While sequencing HIV took three years, the first SARS-CoV-2 genome sequence was released online within three weeks of the beginning of that pandemic. The Institut Pasteur published the first sequence from a European case five days after the French Ministry of Health confirmed the first French cases.

And computational methods now allow the simultaneous analysis of thousands, or even tens of thousands of sequences.

A mutation can be both a clinical challenge and a tracking opportunity. Under certain circumstances, for example, reduced sensitivity to a mutated protein can lead to improved detection of the variant virus.

Such is the case for Thermo Fisher Scientific Inc.’s Taqpath COVID-19 Combo Kit and Applied DNA Sciences Inc.’s Linea COVID-19 Assay Kit. Both detect multiple targets, including one in the spike protein that is mutated in B.1.1.7, the more transmissible strain that is now the dominant lineage in the U.K. The tests have reduced sensitivity to their spike protein target, but not to their other targets, in B.1.1.7.

As a result, B.1.1.7 samples may show up as “a pattern of 2/3 positive targets showing the S-gene drop out (reduced sensitivity with the S-gene target), when using the Taqpath COVID-19 Combo Kit, and a pattern of 1/2 positive targets showing the S-gene drop out when using the Linea COVID-19 Assay Kit,” the U.S. FDA wrote in a Jan. 8, 2021, letter to clinical laboratory staff and health care providers. The agency recommended that when such a pattern is observed, labs “should consider further characterizing the specimen with genetic sequencing” if rapid whole genome sequencing is accessible at their institution, and reaching out to the U.S. CDC otherwise.

Opportunities do not have to translate into better public health outcomes. The U.K., for example, has sequenced roughly 5% to 6% of all cases, a far higher proportion than any other country. But it has handled the pandemic poorly from a public health perspective.

R0 (R-nought), the average number of new infections resulting from each case, which is a measure of how contagious a virus is, can also be estimated more accurately from sequencing than via epidemiology. Caseloads are affected by reporting rates as well as R0– in the most extreme case, reporting rates are always zero before a new variant has been identified. So, sequencing “may be particularly useful in the early stages of virus circulation when a large proportion of identified cases may be new introductions and when reporting rates are likely to be low,” the Emory team wrote in Science.

Challenge

Clinical challenges arise when the virus mutates in a way that makes it more dangerous in any number of ways. For SARS-CoV-2, the worrisome mutations to date have made the virus more transmissible, leading to new spikes in caseloads. In addition to causing more severe disease, the most common of these variants, the B.1.1.7 variant, contributes to higher death rates by pushing up the overall caseload, thus overburdening hospital systems.

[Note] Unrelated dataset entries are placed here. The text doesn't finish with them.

PR #272, opened 2026-08-20
Fix CIZ delisting-return double-counting in CRSP security files

### LINKED ISSUE #271: [Bug]: CIZ delisting-return double-counting

main.py (data generation)

### Error Category

Computation error

### Bug Description

`prepare_crsp_sf` unconditionally compounds every non-null `DelRet` from `crsp.stkdelists` with `ret` (CIZ `MthRet` / `DlyRet`). That logic was correct under legacy CRSP SIZ, where `RET` excluded `DLRET`, but under CIZ many delisting returns are already embedded in the monthly/daily return field. Because the pipeline never reads `MthDelFlg` or `DlyDelFlg`, A/P (and related) delisting payoffs can be counted twice in CRSP monthly returns, and daily returns can be incorrectly adjusted when `DlyRet` is already the final return. This affects processed CRSP return outputs in `crsp_msf.parquet` / `crsp_dsf.parquet` and downstream world panels.

Identified by **Fan Xia** (Cox School of Business, Southern Methodist University) in:

> Xia, F. (2026). *Delisting-return measurement risk in accounting return tests*. Working paper. [SSRN 7243220](https://papers.ssrn.com/sol3/papers.cfm?abstract_id=7243220)

We thank Fan Xia for documenting this measurement error in public research code, including the maintained JKP Global Factor Data Python pipeline. We also thank [Patrick Weiss](https://github.com/patrick-weiss) (@patrick-weiss) for bringing it to our attention.

### Steps to Reproduce

1. Run the data pipeline through CRSP security-file preparation (e.g. `jkp build data/` or the `prepare_crsp_sf` step in `main.py`).
2. Inspect `src/jkp/data/aux_functions.py` in `prepare_crsp_sf`: after joining `crsp_{freq}sedelist`, the code compounds `delret` into `ret` for all non-null values without checking delisting flags.
3. Compare an A- or P-flagged delisting month where `MthRet` already includes `DelRet`:
   - Input: `MthRet = -0.40`, `DelRet = -0.50`, flag indicates `DelRet` is already in `MthRet`
   - Current output: `ret = (1 - 0.40) × (1 - 0.50) - 1 = -0.70` (double-counted)
   - Correct output: `ret = -0.40`
4. For daily data, inspect a row with `DlyDelFlg = Y` where `DlyRet` already reflects the delisting return; the same compounding step still runs.

### Expected Behavior

- **Monthly:** Respect `MthDelFlg`. Use `MthRet` as-is when `DelRet` is already included (A/P/V). For G, use contemporaneous timing (`MthRet` alone). Apply separate delisting adjustments only where the flag indicates an unobserved payoff (M), with any −30% imputation documented as a researcher assumption.
- **Daily:** Use `DlyRet` as-is for both `DlyDelFlg = Y` (delisting return present) and `N` (non-delisting return present). Do not compound `DelRet`.

### Error Output / Stack Trace

```shell
No runtime exception. This is a **data / measurement bug**: delisting-month returns in processed outputs are numerically incorrect for affected CRSP observations. Example of the incorrect transformation (monthly A/P case):


MthRet = -0.40, DelRet = -0.50 (already included in MthRet)
Current:  ret = (1 + MthRet) × (1 + DelRet) - 1 = -0.70
Expected: ret = MthRet = -0.40
```

### Operating System

Linux 5.14.0-427.13.1.el9_4.x86_64 (RHEL 9.4)

### Python Version

3.11.14 (`uv run python --version`)

### Polars Version

1.40.1

### uv Version

0.11.19

### Available RAM

_No response_

### WRDS Authentication Method

None

### WRDS Two-Factor Authentication

- [ ] Yes, I approved the 2FA request
- [ ] No 2FA prompt appeared
- [ ] 2FA failed or timed out
- [ ] Not applicable

### Additional Context

_No response_

### Pre-submission Checklist

miahdy:
Closes #271 

## Summary

This PR fixes a deterministic double-counting error in CRSP return preparation under the CIZ flat-file format. `prepare_crsp_sf` currently compounds every non-null `DelRet` from `crsp.stkdelists` with `ret` (= CIZ `MthRet` / `DlyRet`), even when the delisting payoff is already embedded in the monthly/daily return field. The fix reads CRSP delisting flags and applies flag-conditional return construction instead of the legacy SIZ “add-all” compounding rule.

## Change Type

- [x] Methodology change (affects factor definitions or calculations)
- [ ] Documentation only

### CRSP monthly returns (`prepare_crsp_sf`, `freq="m"`)

- Read `MthDelFlg` from `crsp.msf_v2` (via `gen_crsp_sf` / the augmented monthly file).
- Replace unconditional `DelRet` compounding with flag-conditional logic:

| Flag | Treatment |
|------|-----------|
| **A, P, V** | `DelRet` already in `MthRet` → use `MthRet` as-is |
| **G** | Contemporaneous timing → use `MthRet` alone |
| **M** | Unobserved terminal payoff → retain existing −30% imputation for “bad delist” buckets |
| **N** | No delisting adjustment → use `MthRet` as-is |

- Preserve the existing rule that sets `ret = 0` when `ret` is missing but `delret` is present, but only compound when the flag indicates it is appropriate (M / imputed missing-payoff cases).

### CRSP daily returns (`prepare_crsp_sf`, `freq="d"`)

- Read `DlyDelFlg` from `crsp.dsf_v2`.
- **Do not compound** `DelRet` from `stkdelists` into daily returns:
  - **Y** → delisting return already in `DlyRet`
  - **N** → ordinary (non-delisting) return in `DlyRet`
- Leave `ret = DlyRet` as-is.

### Out of scope

- Compustat synthetic delisting path (`gen_delist_df` / `gen_temporary_sf`) — uses security-status codes, not CRSP `MthRet`/`DelRet`
- Broader missing-payoff sensitivity bounds from Xia (0% / −100%); this PR fixes deterministic double-counting and the stated G-timing choice only
- Full historical rebuild / portfolio re-estimation (follow-up after merge)

## Methodological Impact

Under legacy SIZ, `RET` excluded separately reported `DLRET`, so compounding was correct. Under CIZ, `MthRet`/`DlyRet` already reflect delisting payoffs for many events. The old add-all rule repeated A/P (and related) delisting losses and incorrectly adjusted daily returns.

After this fix, CRSP monthly returns follow CIZ flag semantics with contemporaneous G timing. Daily returns use `DlyRet` without a second compounding step. Xia (2026) estimates the monthly error could move accounting portfolio spreads by up to ~9 bp/month and Fama–MacBeth coefficients by up to ~0.61× their Newey–West SE; processed JKP return outputs for affected delisting months will change accordingly.

## Data Impact

**Yes.** This changes values written to:

- `data/interim/crsp_msf.parquet`
- `data/interim/crsp_dsf.parquet`
- Downstream unified panels (`world_msf.parquet`, `world_dsf.parquet`) and processed return outputs for CRSP-sourced observations on delisting dates

Affected rows are concentrated on CRSP delisting months/days. Non-delisting observations are unchanged.

## Breaking Changes

**Yes.** Previously released CRSP return outputs that used the add-all compounding rule will differ for affected delisting observations. A `CHANGELOG_DATA.md` entry is required.

## Methodology reference

- Xia, F. (2026). *Delisting-return measurement risk in accounting return tests*. SSRN 7243220.
- CRSP CIZ documentation for `MthDelFlg` and `DlyDelFlg`

## Test plan

- [x] `uv run pytest tests/unit/test_prepare_crsp_sf.py` — flag-conditional monthly compounding (A/P/V: no double-count; G: `MthRet` only; M: imputation path) — 58 passed locally
- [x] New unit tests for daily path: `DlyDelFlg = Y` and `N` both leave `ret = DlyRet` (no compounding) — `test_daily_dlydelflg_Y_no_compound`, `test_daily_dlydelflg_N_no_compound`
- [x] `uv run pytest tests/unit/` — full unit suite passes — 943 passed locally
- [x] `uv run ruff check src/jkp/data/ tests/`
- [x] `uv run ruff format --check src/jkp/data/ tests/`
- [x] Spot-check delisting months in `crsp_msf.parquet`: A/P events match `MthRet`; daily delisting days match `DlyRet` — verified on full WRDS rebuild in this workspace: 0 mismatches for monthly A/P/V/G/N (5.2M rows) and 0 mismatches for all daily rows incl. Y/N (110M rows). Cross-check vs `jkp-data` (pre-fix): 23,131 monthly diffs concentrated on A/P/G/V (new `ret` = `MthRet`); 26,354 daily diffs on `N` days where old code compounded `DelRet` into `DlyRet`
- [x] `CHANGELOG_DATA.md` updated 

## Checklist

- [x] I have verified the pipeline runs successfully after my changes — full `jkp build data/` completed; interim + processed outputs present under `/gpfs/home/dh948/jkp-data-268/data`
- [x] I have updated documentation if needed — `CHANGELOG_DATA.md` entry added
- [x] I have considered whether this change affects factor calculations — yes; delisting-month/day returns change for CRSP-sourced rows vs pre-fix `jkp-data` run; portfolio re-estimation can follow as a separate step (`jkp portfolio`)

## Additional Notes

Example of the bug (monthly A/P case):

```
MthRet = -0.40, DelRet = -0.50 (already included in MthRet)
Before: ret = (1 + MthRet) × (1 + DelRet) - 1 = -0.70
After:  ret = MthRet = -0.40
```

Primary code location: `src/jkp/data/aux_functions.py`, `prepare_crsp_sf` (current unconditional compounding at the `delret` join step).


src/jkp/data/aux_functions.py
```diff
@@ -2838,14 +2844,37 @@ def prepare_crsp_sf(paths: DataPaths, freq):
     scale = 1 if (freq == "m") else 21
     ret_exc_exp = col("ret") - pl.coalesce(["t30ret", "rf"]) / scale
 
+    __crsp_sf = __crsp_sf.join(crsp_sedelist, how="left", on=merge_vars)
```
FernandoRDLL: On the daily path nothing reads the `crsp_sedelist` columns any more — `delret`, `delistingdt`, `delreasontype`, `delactiontype`, `delpaymenttype`, `delstatustype` are all dropped at the end of the function. That leaves a left join against a ~110M-row frame doing no work.

It's also a latent nondeterminism risk: if `stkdelists` ever carries more than one row per `(permno, delistingdt)`, the fan-out gets resolved arbitrarily by the later `.unique(["permno", "date"])` — same class as what we fixed in #230/#231.

Same for `del_flag` in `gen_crsp_sf` (lines 583/663/686): read, written into the 110M-row daily parquet, then dropped unused. Could/Should we skip both when `freq == "d"`?

src/jkp/data/aux_functions.py
```diff
@@ -2713,8 +2717,10 @@ def prepare_crsp_sf(paths: DataPaths, freq):
     Steps:
         1) Read raw_data_dfs/__crsp_sf_{freq}.parquet; cast key numeric columns; apply NASDAQ volume adjustment.
         2) Compute dollar volume and infer dividend totals from (ret − retx) scaled by lagged price and split factors.
-        3) Join CRSP delists (crsp_{freq}sedelist); impute missing delret = −0.30 for “bad delist” buckets defined by CIZ codes;
-           set ret=0 when ret is missing but delret exists; compound ret with delret.
+        3) Join CRSP delists (crsp_{freq}sedelist); apply CIZ flag-conditional delisting-return
```
FernandoRDLL: `documentation/documentation.tex` still describes the old rule — both CRSP return rows (lines 2055 and 2058) say we compute `(1+RET)*(1+DLRET)-1` on delisting. That's now false for daily always, and for monthly except under the M gate. `CHANGELOG_DATA.md` was updated; this should be too.

FernandoRDLL (commented):
One more thing on validation: could you run the market return series before and after this change and report the difference? The row-level diff counts tell us how many observations moved, but a value-weighted market return before/after gives a quick read on how much the aggregate actually shifts — that's the number most people will want to see alongside the changelog entry.

Two smaller comments inline.

src/jkp/data/aux_functions.py
```diff
@@ -2838,14 +2844,37 @@ def prepare_crsp_sf(paths: DataPaths, freq):
...
+    #
+    # Monthly: MthDelFlg (propagated as del_flag) indicates whether MthRet
+    # already includes the delisting payoff.  Only flag M (unobserved terminal
+    # payoff) requires compounding; A/P/V/G/N already reflect (or exclude) the
+    # payoff in MthRet.
+    #
+    # Daily: DlyDelFlg is Y (delisting return in DlyRet) or N (ordinary return);
+    # in neither case should DelRet be compounded.
+    if freq == "m":
+        is_m_flag = col("del_flag") == "M"
```
FernandoRDLL: Could you post a frequency table of `mthdelflg` and `dlydelflg` from the WRDS pull, cross-tabbed against non-null `stkdelists.delret`? I'd like to see the distribution of the codes.

src/jkp/data/aux_functions.py
```diff
@@ -2838,14 +2844,37 @@ def prepare_crsp_sf(paths: DataPaths, freq):
...
+        __crsp_sf = (
+            __crsp_sf
+            # impute missing delret to -0.30 for "bad delist" buckets, M flag only
+            .with_columns(
+                delret=pl.when(is_m_flag & c4).then(pl.lit(-0.3)).otherwise(col("delret"))
```
FernandoRDLL: I think this gate is the wrong way round?

A "bad delist" is one where CRSP couldn't observe what shareholders actually received — that's the entire reason the −30% imputation exists. On those rows `MthRet` can't already contain the payoff, because there is no measured payoff to contain. So gating the adjustment on "payoff unobserved" means the rows that most need the correction are exactly the ones that skip it, and they come through as plain `MthRet` with the delisting loss missing.

The double-counting you're fixing lives on the other side — the flags that mean "already included" (A/P). So the rule I'd expect is: compound *unless* the flag says the payoff is already in `MthRet`, rather than compound *only when* the flag says it isn't.

Related: `test_monthly_flag_N_no_adjustment` asserts `ret == 0.05` on a row carrying `delret = -0.30`, which bakes the dropped loss into the test.

src/jkp/data/aux_functions.py
```diff
@@ -2838,14 +2844,37 @@ def prepare_crsp_sf(paths: DataPaths, freq):
...
+
+    # CIZ flag-conditional delisting-return adjustment (Xia 2026, SSRN 7243220).
+    #
+    # Monthly: MthDelFlg (propagated as del_flag) indicates whether MthRet
+    # already includes the delisting payoff.  Only flag M (unobserved terminal
+    # payoff) requires compounding; A/P/V/G/N already reflect (or exclude) the
+    # payoff in MthRet.
+    #
+    # Daily: DlyDelFlg is Y (delisting return in DlyRet) or N (ordinary return);
+    # in neither case should DelRet be compounded.
```
FernandoRDLL: The daily and monthly paths now disagree about the same delisting event. Monthly keeps the −0.30 imputation for bad delists; daily drops it entirely and never compounds `DelRet` at all. Since `crsp_dsf` feeds the rolling-window characteristics (rvol, beta, skew, 21d–1260d), a delisting will show up in the monthly file and not in the daily one. Whatever we land on for the monthly gate, the two paths should follow the same rule.

src/jkp/data/aux_functions.py
```diff
@@ -2838,14 +2844,37 @@ def prepare_crsp_sf(paths: DataPaths, freq):
...
+            __crsp_sf
+            # impute missing delret to -0.30 for "bad delist" buckets, M flag only
+            .with_columns(
+                delret=pl.when(is_m_flag & c4).then(pl.lit(-0.3)).otherwise(col("delret"))
+            )
+            # if ret missing but delret exists under M flag, set ret=0
+            .with_columns(ret=pl.when(is_m_flag & c7).then(pl.lit(0.0)).otherwise(col("ret")))
+            # compound ret with delret only for M-flagged observations
+            .with_columns(
+                ret=pl.when(is_m_flag)
```
FernandoRDLL: Worth making this more robust against unexpected flag values. `col("del_flag") == "M"` evaluates to null when the flag is null, and `pl.when(null)` falls through to `otherwise`, so a null flag silently takes the no-adjustment branch. Concretely: a delisting month with null `MthRet` and `delret = -0.5` used to come out as `ret = -0.5`; now `ret` stays null and the row drops out of every return-based characteristic.

Something like an explicit `fill_null` plus an assertion (or at least a log) of the observed flag values would make an unexpected or absent code fail loudly instead of quietly disabling the adjustment.

FernandoRDLL (commented):
Following up with the substantive comments on the flag-conditional logic. The first one gates the rest — everything else depends on which codes `MthDelFlg` actually takes in the real pull.

src/jkp/data/aux_functions.py
miahdy: I think this is a genuine asymmetry that we need to make a decision about. The monthly and daily implementations agree for A/P, where compounding is skipped, and N/null, which are treated as no-ops. They differ for M and G, however: the monthly pipeline imputes −0.30 for M and compounds ``delret`` for G, while the daily pipeline skips the ``sedelist`` join altogether.

As a result, a CRSP delisting with an M flag appears in ``crsp_msf`` but not in ``crsp_dsf``. Any rolling-window characteristic built from the daily file, such as ``rvol``, ``beta``, or ``skew``, therefore misses the delisting return. Compustat daily already assigns −0.30 on the delisting date, so this also creates a CRSP–Compustat inconsistency in ``world_dsf``.

I see two possible approaches:

A — Align daily with monthly. Join ``sedelist`` on the last trading day or ``delistingdt``, apply the same flag rules, and assign the M imputation or G compounded return on that date. This would make the daily and monthly series consistent and restore CRSP–Compustat parity. The drawback is that assigning a monthly −0.30 imputation to a single day could overstate daily variance and skewness.

B — Keep the asymmetry and document it. Daily returns would represent actual trading-day outcomes, while −0.30 would remain a researcher-imposed assumption about the total delisting loss rather than a one-day event. From that perspective, excluding it from rolling-window characteristics may be reasonable. The tradeoff is that daily-to-monthly aggregation would not match for M/G cases, and the CRSP–Compustat inconsistency would remain. If we choose this approach, I think it should be documented as an explicit methodological decision.

What do you think?

src/jkp/data/aux_functions.py
miahdy: The gate was too narrow. The direction is correct for M specifically: ``pl.when(is_m_flag).then(compound)`` does apply the correction to M rows, not skip them, and A/P rows correctly pass through. But the real gap is G rows: CRSP defines G as "MthRet does not include the delisting return" (date gap >10 trading days), so G rows can carry a valid ``delret`` that we're silently dropping. The block comment staring on line 2849 conflates "already included" (A/P) with "deliberately excluded" (G).

I flipped the logic to "compound unless A/P" rule to fix this, as it captures G rows while being a no-op for N/null (where ``delret`` is null after the left join). I can flip the gate to ~col("del_flag").is_in(["A", "P"]).

Re the test: ``test_monthly_flag_N_no_adjustment`` is actually fine (N = didn't delist), but ``test_monthly_flag_G_uses_mthret_only`` does bake in the dropped loss.

src/jkp/data/aux_functions.py
FernandoRDLL: @theisij can you please review?

theisij: Thanks for writing this up. It's a tricky decision, beacuase adding a -30% return to a single day is quite substantial. But I think the most important thing is consistency. If we assign -30% to the monthly return, that's an assumption about what happens for delisting events that we do not see, and we should carry that assumption through to daily returns. So I vote for option A.

miahdy: Sounds good. I will proceed with option A and update the daily delisting treatment to align with the monthly implementation.

miahdy:
> One more thing on validation: could you run the market return series before and after this change and report the difference? The row-level diff counts tell us how many observations moved, but a value-weighted market return before/after gives a quick read on how much the aggregate actually shifts — that's the number most people will want to see alongside the changelog entry.
> 
> Two smaller comments inline.

I used the value-weighted market returns in `processed/other_output/market_returns*.parquet`.

### USA monthly `mkt_vw` (1926–2025; 1,200 months)

* **Arithmetic mean:** 0.9542% → 0.9528% per month (−0.14 bps/month, or approximately −1.7 bps/year)
* **Geometric annualized mean:** 10.220% → 10.201% (−1.86 bps/year)
* **Absolute differences:** Mean abs. diff. = 0.20 bps; maximum \(|\Delta|\) = 7.13 bps (November 2023)
* **Months affected:** 945 of 1,200 months change, but only 52 months (4.3%) move by more than 1 bp
* The differences in `mkt_vw_exc` match those in `mkt_vw`, since the risk-free rate cancels out

### USA daily `mkt_vw`

The aggregate effect is negligible: mean abs. diff. ≈ 0.0003 bps and maximum abs. diff. ≈ 0.025 bps.

### Equal-weighted returns

USA monthly `mkt_ew` shifts more, by −1.34 bps/month on average. This is consistent with the delisting adjustments being concentrated among smaller firms.

### World ME-weighted monthly `mkt_vw`

Using countries × `me_lag1`, the geometric annualized mean declines by approximately 0.5 bps/year.

Overall, the row-level differences are real, but the value-weighted U.S. market series changes by only approximately 2 bps/year on a geometric basis. This is small enough that most users would not notice it in factor analysis, while still moving in the appropriate direction by removing double-counted delisting returns.

src/jkp/data/aux_functions.py
miahdy: Here are the counts from the current WRDS pull (`crsp_msf_v2` / `crsp_dsf_v2` × `crsp.stkdelists`; 29,833 sedelist rows, of which 26,464 have non-null `delret` and 3,369 have null `delret`).

**Monthly (`mthdelflg`), joined on `permno` + MMYY(`mthcaldt`) = MMYY(`delistingdt`):**

| `mthdelflg` | `delret` non-null | `delret` null | no sedelist match |
|---|---:|---:|---:|
| N | 0 | 0 | 5,210,773 |
| A | 18,170 | 0 | 0 |
| P | 7,538 | 0 | 0 |
| M | 0 | 3,369 | 0 |
| G | 554 | 0 | 0 |
| V | 202 | 0 | 0 |

So among non-null `delret` matches: **A 68.7%**, **P 28.5%**, **G 2.1%**, **V 0.8%**. `M` lines up exactly with the null-`delret` sedelist rows.

**Daily (`dlydelflg`):** the join key matters.

- On **`delistingdt`** (what `prepare_crsp_sf` uses), every sedelist match lands on **`N`** (26,464 non-null / 3,369 null `delret`); all 29,833 **`Y`** rows have no match.
- On **`deldlydt`** (CRSP’s daily storage date for the delisting return; typically 1–3 calendar days after `delistingdt`), every sedelist match lands on **`Y`** with the same 26,464 / 3,369 split; no **`N`** rows match that date.

So non-null `delret` is associated with `A`/`P`/`G`/`V` monthly, and with `Y` daily only when joining on `deldlydt`, not on `delistingdt`.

Mutations can also increase the severity of disease. As with COVID-19, the 1918/1919 Spanish flu pandemic, had several waves, with the second being far deadlier than the first. In 1918, though, the line from mutations to higher death rates was direct – the mutated virus of the second wave was more lethal.

Finally, mutations that occur in parts of the virus targeted by drugs and vaccines can reduce their effectiveness. This is the case for the E484K mutation. The virus variant B.1.351, which includes E484K, is the dominant variant in South Africa. Novavax Inc.’s and Johnson & Johnson’s vaccines were less effective – though still effective – in trials in South Africa than in Europe and the U.S., while Astrazeneca’s candidate did so poorly that the country has halted its rollout.